Retype the whole listing below precisely.

╭─ Input for this task

PR #195, opened 2017-03-08
Cache locations in memory during contracts load

catherinedevlin:
On the contract file I was benchmarking on (SBA 17 Contracts.csv), this sped the overall load up by 38%.

### DIFF
--- a/usaspending_api/etl/helpers.py
+++ b/usaspending_api/etl/helpers.py
@@ -1,8 +1,16 @@
 from datetime import datetime
+import warnings
 
 from django.db.models import Q
+from django.core.cache import caches, CacheKeyWarning
 
 from usaspending_api.references.models import Agency, Location, RefCountryCode
+
+warnings.simplefilter("ignore", CacheKeyWarning)
+
+def clear_caches():
+    for cache in ['locations', 'recipients', 'summary-awards']:
+        caches[cache].clear()
 
 
 def cleanse_values(row):
@@ -48,7 +56,9 @@ def fetch_country_code(vendor_country_code):
 
     return country_code
 
+location_cache = caches['locations']
 
+@profile
 def get_or_create_location(row, mapper):
     location_dict = mapper(row)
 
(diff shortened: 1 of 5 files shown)


usaspending_api/settings.py
```diff
@@ -845,3 +845,23 @@
     "original_loan_subsidy_cost": "original_loan_subsidy_cost",
     "business_funds_indicator": "business_funds_indicator"
 }
+
+# If caches added or renamed, edit clear_caches in usaspending_api/etl/helpers.py
+CACHES = {
```
bsweger: @catherinedevlin quick question...are we using the recipients and summary awards caches (want to make sure I understand how this is working...I see the explicit code for using the location cache).

if we haven't implemented the recipients/awards caching yet, is it worth putting a note somewhere to our future selves that this is a to do when we return to this story?

usaspending_api/etl/helpers.py
```diff
@@ -1,9 +1,18 @@
...
 from django.db.models import Q
+from django.core.cache import caches, CacheKeyWarning
 
 from usaspending_api.references.models import Agency, Location, RefCountryCode
 
+warnings.simplefilter("ignore", CacheKeyWarning)
+
+
+def clear_caches():
+    for cache in ['locations', 'recipients', 'summary-awards']:
```
bsweger: A very minor nit (and I know this is coming from the loader code itself)...the name `summary-award` is still hanging around from the days before we renamed the `SummaryAward` model to just `Award`. Do you think it's worth starting to make our code match that new name where we can?

usaspending_api/settings.py
destiejo: I'd echo this - I know in contracts and assistance we build a few lists (IE txn) - would we need to insert a "recipient_cache = caches['recipients']" for the two loaders? 

Wasn't sure if the default cache just automatically stored everything you've already pulled! I know we clear the caches before you run the rest of the code in the loader too.

catherinedevlin: I suppose it's clearer just to delete mention of the unused caches.  I stopped in the middle of implementing them...

usaspending_api/etl/helpers.py
catherinedevlin: good point!  Taking out that cache anyway for now, but if we ever re-do we can use a better name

╰─

**Response area**
PR #195, opened 2017-03-08
Cache locations in memory during contracts load

catherinedevlin:
On the contract file I was benchmarking on (SBA 17 Contracts.csv), this sped the overall load up by 38%.

### DIFF
--- a/usaspending_api/etl/helpers.py
+++ b/usaspending_api/etl/helpers.py
@@ -1,8 +1,16 @@
 from datetime import datetime
+import warnings
 
 from django.db.models import Q
+from django.core.cache import caches, CacheKeyWarning
 
 from usaspending_api.references.models import Agency, Location, RefCountryCode
+
+warnings.simplefilter("ignore", CacheKeyWarning)
+
+def clear_caches():
+    for cache in ['locations', 'recipients', 'summary-awards']:
+        caches[cache].clear()
 
 
 def cleanse_values(row):
@@ -48,7 +56,9 @@ def fetch_country_code(vendor_country_code):
 
     return country_code
 
+location_cache = caches['locations']
 
+@profile
 def get_or_create_location(row, mapper):
     location_dict = mapper(row)
 
(diff shortened: 1 of 5 files shown)


usaspending_api/settings.py
```diff
@@ -845,3 +845,23 @@
     "original_loan_subsidy_cost": "original_loan_subsidy_cost",
     "business_funds_indicator": "business_funds_indicator"
 }
+
+# If caches added or renamed, edit clear_caches in usaspending_api/etl/helpers.py
+CACHES = {
```
bsweger: @catherinedevlin quick question...are we using the recipients and summary awards caches (want to make sure I understand how this is working...I see the explicit code for using the location cache).

if we haven't implemented the recipients/awards caching yet, is it worth putting a note somewhere to our future selves that this is a to do when we return to this story?

usaspending_api/etl/helpers.py
```diff
@@ -1,9 +1,18 @@
...
 from django.db.models import Q
+from django.core.cache import caches, CacheKeyWarning
 
 from usaspending_api.references.models import Agency, Location, RefCountryCode
 
+warnings.simplefilter("ignore", CacheKeyWarning)
+
+
+def clear_caches():
+    for cache in ['locations', 'recipients', 'summary-awards']:
```
bsweger: A very minor nit (and I know this is coming from the loader code itself)...the name `summary-award` is still hanging around from the days before we renamed the `SummaryAward` model to just `Award`. Do you think it's worth starting to make our code match that new name where we can?

usaspending_api/settings.py
destiejo: I'd echo this - I know in contracts and assistance we build a few lists (IE txn) - would we need to insert a "recipient_cache = caches['recipients']" for the two loaders? 

Wasn't sure if the default cache just automatically stored everything you've already pulled! I know we clear the caches before you run the rest of the code in the loader too.

catherinedevlin: I suppose it's clearer just to delete mention of the unused caches.  I stopped in the middle of implementing them...

usaspending_api/etl/helpers.py
catherinedevlin: good point!  Taking out that cache anyway for now, but if we ever re-do we can use a better name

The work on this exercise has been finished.